If you take indoor photos with the 50 on my D30, you end up trying to get as
far away as possible from the subject, which can be hard in small apartment
rooms.

Even from another rank amateur, the quality difference between the primes and
the affordable zoom lenses is dramatic. Honestly, most of my photography
consists of taking pictures of equipment for ebay or blogging, but slap a 50mm
canon prime on a ancient 3 megapixel D30 and your photos are sharp enough to
read the serial numbers, even when your photographer is a shaky handed
amateur, something that is decidedly not the case for the zoom lenses I've
seen in that price range.

Sure, once you get up into the multi-thousand dollar zooms, I'm sure the
difference fades, but really, I'm just not that into it.

------
billpaetzke
I agree with dimarco. Start with the 50mm f/1.8 fixed lens. It's good quality
for the price. The real professional lenses cost between 900 and 1600 dollars.
Fixed ones are cheaper. Zoom are more expensive.

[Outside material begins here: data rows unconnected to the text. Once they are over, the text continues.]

Issue #574, opened 2023-09-19
Kuadrant addon does not work on OpenShift by default


pehala:
Kuadrant addon relies on the existence of `olm/operatorhubio-catalog` CatalogSource, which is installed by default if you follow https://olm.operatorframework.io/docs/getting-started/. On OpenShift the OLM is by default and so there is no need to follow this guide, however, it does not have the aforementioned CatalogSource, for community operators it uses
 `openshift-marketplace/community-operators`.

Workaround for this is manually creating the CatalogSource that the addon expects by copying the one OpenShift uses.

maleck13:
@david-martin @jasonmadigan I think the solution to this one for now, is to call out in the install doc that you need to do the above in an OpenShift cluster

PR #593, opened 2023-09-21
#574 - addon catalogsource for OpenShift installs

Canon EF 50mm f/1.8 II Camera Lens $99.95 -- if you buy this, you MUST buy the
UV filter
[http://www.amazon.com/gp/product/B00007E7JU?ie=UTF8&tag=...](http://www.amazon.com/gp/product/B00007E7JU?ie=UTF8&tag=billpaetzke-20&linkCode=as2&camp=1789&creative=390957&creativeASIN=B00007E7JU)

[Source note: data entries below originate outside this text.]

PR #594, opened 2023-09-21
validate the presence of specified issuer or clusterisssuer in tlspolicy

### LINKED ISSUE #581: Incorrect status reported in tlspolicy when issuerRef points to an issuer that doesn't exist
**Steps to reproduce non issuer**
Follow https://docs.kuadrant.io/getting-started/
Follow https://docs.kuadrant.io/multicluster-gateway-controller/docs/how-to/multicluster-gateways-walkthrough/ until the creation of the TLSPolicy
Apply a tlspolicy that points to an issuer that doesn't exist
```
spec:
  issuerRef:
    group: cert-manager.io
    kind: Issuer
    name: something-else
```

Observe status
```
 status:
    conditions:
    - lastTransitionTime: "2023-09-20T09:04:40Z"
      message: Gateway is TLS Enabled
      reason: GatewayTLSEnabled
      status: "True"
      type: Ready
    observedGeneration: 2
```

laurafitzgerald:
# What

Closes #581 

Verification 
Follow https://docs.kuadrant.io/getting-started/
Follow https://docs.kuadrant.io/multicluster-gateway-controller/docs/how-to/multicluster-gateways-walkthrough/ until the creation of the TLSPolicy

### Error should be reported in status for ClusterIssuer that doesn't exist in cluster
Create TLSPolicy pointing to ClusterIssuer with a name that doesn't exist in the cluster
Validate that error is present in the status of the TLSPolicy
```
 - lastTransitionTime: "2023-09-21T10:13:13Z"
      message: ClusterIssuer.cert-manager.io "blah" not found
      reason: ReconciliationError
      status: "False"
      type: Ready
```
### Error should be reported in status for Issuer that doesn't exist in the namespace of the tlspolicy

Create an issuer in a namespace that is different to the TLSPolicy - steps here to do that https://github.com/Kuadrant/multicluster-gateway-controller/blob/main/docs/tlspolicy/tls-policy.md#lets-encrypt-issuer-for-route53-hosted-domain - update the namespace in the issuer in the steps to another namespace in the cluster

Validate that error is present in the status of the TLSPolicy
```
- lastTransitionTime: "2023-09-21T10:13:13Z"
      message: Issuer.cert-manager.io "le-staging" not found
      reason: ReconciliationError
      status: "False"
      type: Ready
```

### Error should NOT be reported in status for Issuer that does exist in the same namespace as the tlspolicy

Create the same issuer but in the same namespace as the tlspolicy e.g. multi-cluster-gateways
Validate the status is good
```
    - lastTransitionTime: "2023-09-21T10:21:11Z"
      message: Gateway is TLS Enabled
      reason: GatewayTLSEnabled
      status: "True"
      type: Ready
```

### Error should NOT be reported in status for ClusterIssuer that does exist in the same namespace as the tlspolicy

Update the policy to have a valid ClusterIssuer glbc
e.g. 
```
issuerRef:
      group: cert-manager.io
      kind: ClusterIssuer
      name: glbc-ca
```
Validate the status is good
```
    - lastTransitionTime: "2023-09-21T10:21:11Z"
      message: Gateway is TLS Enabled
      reason: GatewayTLSEnabled
      status: "True"
      type: Ready
```

### Error should NOT be reported in status for Issuer that does not specify kind
Update the policy to have the following issuerRef - create the issuer in the same namespace if needed
e.g. 
```
issuerRef:
      group: cert-manager.io
      name: le-staging
```
Validate the status is good
```
    - lastTransitionTime: "2023-09-21T10:21:11Z"
      message: Gateway is TLS Enabled
      reason: GatewayTLSEnabled
      status: "True"
      type: Ready
```

### DIFF
--- a/pkg/controllers/tlspolicy/tlspolicy_controller.go
+++ b/pkg/controllers/tlspolicy/tlspolicy_controller.go
@@ -65,6 +65,8 @@ type TLSPolicyReconciler struct {
 //+kubebuilder:rbac:groups=kuadrant.io,resources=tlspolicies,verbs=get;list;watch;create;update;patch;delete
 //+kubebuilder:rbac:groups=kuadrant.io,resources=tlspolicies/status,verbs=get;update;patch
 //+kubebuilder:rbac:groups=kuadrant.io,resources=tlspolicies/finalizers,verbs=update
+//+kubebuilder:rbac:groups="cert-manager.io",resources=issuers,verbs=get;list;
+//+kubebuilder:rbac:groups="cert-manager.io",resources=clusterissuers,verbs=get;list;
 
 func (r *TLSPolicyReconciler) Reconcile(ctx context.Context, req ctrl.Request) (ctrl.Result, error) {
 	log := r.Logger().WithValues("TLSPolicy", req.NamespacedName)
@@ -147,6 +149,11 @@ func (r *TLSPolicyReconciler) Reconcile(ctx context.Context, req ctrl.Request) (
 func (r *TLSPolicyReconciler) reconcileResources(ctx context.Context, tlsPolicy *v1alpha1.TLSPolicy, targetNetworkObject client.Object) error {
 	// validate
 	err := tlsPolicy.Validate()
+	if err != nil {
+		return err
+	}
+
+	err = validateIssuer(ctx, r.Client(), tlsPolicy)
 	if err != nil {
 		return err
 	}
--- a/test/e2e/gateway_single_spoke_test.go
+++ b/test/e2e/gateway_single_spoke_test.go
@@ -87,7 +87,7 @@ var _ = Describe("Gateway single target cluster", func() {
 		err = tconfig.HubClient().Create(ctx, gw)
 		Expect(err).ToNot(HaveOccurred())
 
-		By("setting up  TLSPolicy in the hub")
+		By("setting up TLSPolicy in the hub")
 		tlsPolicy = &mgcv1alpha1.TLSPolicy{
 			ObjectMeta: metav1.ObjectMeta{
 				Name:      testID,
--- a/test/integration/tlspolicy_controller_test.go
+++ b/test/integration/tlspolicy_controller_test.go
@@ -27,6 +27,7 @@ var _ = Describe("TLSPolicy", Ordered, func() {
 
 	var testNamespace string
 	var gatewayClass *gatewayv1beta1.GatewayClass
+	var issuer *certmanv1.Issuer
 
 	BeforeAll(func() {
 		logger = zap.New(zap.WriteTo(GinkgoWriter), zap.UseDevMode(true))
@@ -42,6 +43,11 @@ var _ = Describe("TLSPolicy", Ordered, func() {
 
 	BeforeEach(func() {
 		CreateNamespace(&testNamespace)
+		issuer = NewTestIssuer("testissuer", testNamespace)
+		Expect(k8sClient.Create(ctx, issuer)).To(BeNil())
+		Eventually(func() error { //issuer exists
+			return k8sClient.Get(ctx, client.ObjectKey{Name: issuer.Name, Namespace: issuer.Namespace}, issuer)
+		}, TestTimeoutMedium, TestRetryIntervalMedium).ShouldNot(HaveOccurred())
 	})
 
 	AfterEach(func() {
@@ -54,6 +60,11 @@ var _ = Describe("TLSPolicy", Ordered, func() {
 		Expect(k8sClient.List(ctx, &policyList)).To(BeNil())
 		for _, policy := range policyList.Items {
 			k8sClient.Delete(ctx, &policy)
+		}
+		issuerList := certmanv1.IssuerList{}
+		Expect(k8sClient.List(ctx, &issuerList)).To(BeNil())
+		for _, issuer := range issuerList.Items {
+			k8sClient.Delete(ctx, &issuer)
 		}
 	})
 
@@ -74,7 +85,7 @@ var _ = Describe("TLSPolicy", Ordered, func() {
 			Expect(err).ToNot(HaveOccurred())
 		})
 
-		Context("valid target and policy", func() {
+		Context("valid target, issuer and policy", func() {
 
 			BeforeEach(func() {
 				gateway = NewTestGateway("test-gateway", gwClassName, testNamespace).
@@ -84,7 +95,8 @@ var _ = Describe("TLSPolicy", Ordered, func() {
 					return k8sClient.Get(ctx, client.ObjectKey{Name: gateway.Name, Namespace: gateway.Namespace}, gateway)
 				}, TestTimeoutMedium, TestRetryIntervalMedium).ShouldNot(HaveOccurred())
 				tlsPolicy = NewTestTLSPolicy("test-tls-policy", testNamespace).
-					WithTargetGateway(gateway.Name).TLSPolicy
+					WithTargetGateway(gateway.Name).
+					WithIssuer("testissuer", certmanv1.IssuerKind, "cert-manager.io").TLSPolicy
 				Expect(k8sClient.Create(ctx, tlsPolicy)).To(BeNil())
 				Eventually(func() error { //tls policy exists
 					return k8sClient.Get(ctx, client.ObjectKey{Name: tlsPolicy.Name, Namespace: tlsPolicy.Namespace}, tlsPolicy)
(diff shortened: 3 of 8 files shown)


pkg/controllers/tlspolicy/tlspolicy_controller.go
```diff
@@ -151,6 +152,24 @@ func (r *TLSPolicyReconciler) reconcileResources(ctx context.Context, tlsPolicy
...
+		}
+	}
+	if issuerKind == v1.IssuerKind {
+		issuer := &v1.Issuer{}
+		err = r.Client().Get(ctx, client.ObjectKey{Name: issuerName, Namespace: tlsPolicy.Namespace}, issuer)
+		if err != nil {
+			return err
+		}
+	}
+
```
sergioifg94, line 172:
```suggestion
	// validate that the issuer specified exists
	issuerName := tlsPolicy.Spec.IssuerRef.Name
	issuerKind := tlsPolicy.Spec.IssuerRef.Kind
	var issuer client.Object
	issuerNamespace := ""
	if issuerKind == v1.ClusterIssuerKind {
		issuer = &v1.ClusterIssuer{}
	} else if issuerKind == v1.IssuerKind || issuerKind == "" {
		issuer = &v1.Issuer{}
		issuerNamespace = tlsPolicy.Namespace
	} else {
		return fmt.Errorf("issuer kind not supported: %s. Must be either ClusterIssuer or Issuer", issuerKind)
	}

	err = r.Client().Get(ctx, client.ObjectKey{Name: issuerName, Namespace: issuerNamespace}, issuer)
	if err != nil {
		return err
	}

```

I saw in the documentation of `IssuerRef.Kind` that if the value is left empty it's treated as `Issuer`. Also added an extra `else` for the case of any other invalid values, and a tiny bit of refactoring

laurafitzgerald: Nice. Pushed. 👍

pkg/controllers/tlspolicy/tlspolicy_controller.go
```diff
@@ -21,6 +21,7 @@ import (
 	"fmt"
 
 	"github.com/go-logr/logr"
+	v1 "github.com/jetstack/cert-manager/pkg/apis/certmanager/v1"
```
mikenairn, line 24:
```suggestion
	certmanv1 "github.com/jetstack/cert-manager/pkg/apis/certmanager/v1"
```

Avoids confusion with our own v1 api, and consistent with other places we import it https://github.com/Kuadrant/multicluster-gateway-controller/blob/main/pkg/controllers/tlspolicy/tlspolicy_certmanager_certificates.go#L8

pkg/controllers/tlspolicy/tlspolicy_controller.go
```diff
@@ -151,6 +152,25 @@ func (r *TLSPolicyReconciler) reconcileResources(ctx context.Context, tlsPolicy
...
+		issuer = &v1.Issuer{}
+		issuerNamespace = tlsPolicy.Namespace
+	} else {
+		return fmt.Errorf("issuer kind not supported: %s. Must be either ClusterIssuer or Issuer", issuerKind)
+	}
+
+	err = r.Client().Get(ctx, client.ObjectKey{Name: issuerName, Namespace: issuerNamespace}, issuer)
+	if err != nil {
+		return err
+	}
```
mikenairn, line 172: Looks fine, you might want consider moving into it's own method, presumably we might eventually want to call the same thing from a webhook re. https://github.com/Kuadrant/multicluster-gateway-controller/issues/595

You also might want to double check what the cert-manager code looks like where it loads the Issuer,  it must have similar logic around the Kind etc..

test/e2e/gateway_single_spoke_test.go
```diff
@@ -11,6 +11,7 @@ import (
 	"strings"
 	"time"
 
+	v1 "github.com/jetstack/cert-manager/pkg/apis/certmanager/v1"
```
mikenairn, line 14: import name here also v1 -> certmanv1

test/integration/tlspolicy_controller_test.go
```diff
@@ -84,7 +95,7 @@ var _ = Describe("TLSPolicy", Ordered, func() {
 					return k8sClient.Get(ctx, client.ObjectKey{Name: gateway.Name, Namespace: gateway.Namespace}, gateway)
 				}, TestTimeoutMedium, TestRetryIntervalMedium).ShouldNot(HaveOccurred())
 				tlsPolicy = NewTestTLSPolicy("test-tls-policy", testNamespace).
-					WithTargetGateway(gateway.Name).TLSPolicy
+					WithTargetGateway(gateway.Name).WithIssuer("testissuer", certmanv1.IssuerKind, "cert-manager.io").TLSPolicy
```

UV filter (protects lens' glass): Tiffen 52mm UV filter $9.95 -- goes with the
Canon EF 50mm lens (trust me; this is the correct size filter)
[http://www.amazon.com/gp/product/B00004ZCJG?ie=UTF8&tag=...](http://www.amazon.com/gp/product/B00004ZCJG?ie=UTF8&tag=billpaetzke-20&linkCode=as2&camp=1789&creative=390957&creativeASIN=B00004ZCJG)

Tutorial Book: Understanding Exposure: How to Shoot Great Photographs with a
Film or Digital Camera $17.13 -- Bryan Peterson, the author, is a god of
photography teaching
[http://www.amazon.com/gp/product/0817463003?ie=UTF8&tag=...](http://www.amazon.com/gp/product/0817463003?ie=UTF8&tag=billpaetzke-20&linkCode=as2&camp=1789&creative=390957&creativeASIN=0817463003)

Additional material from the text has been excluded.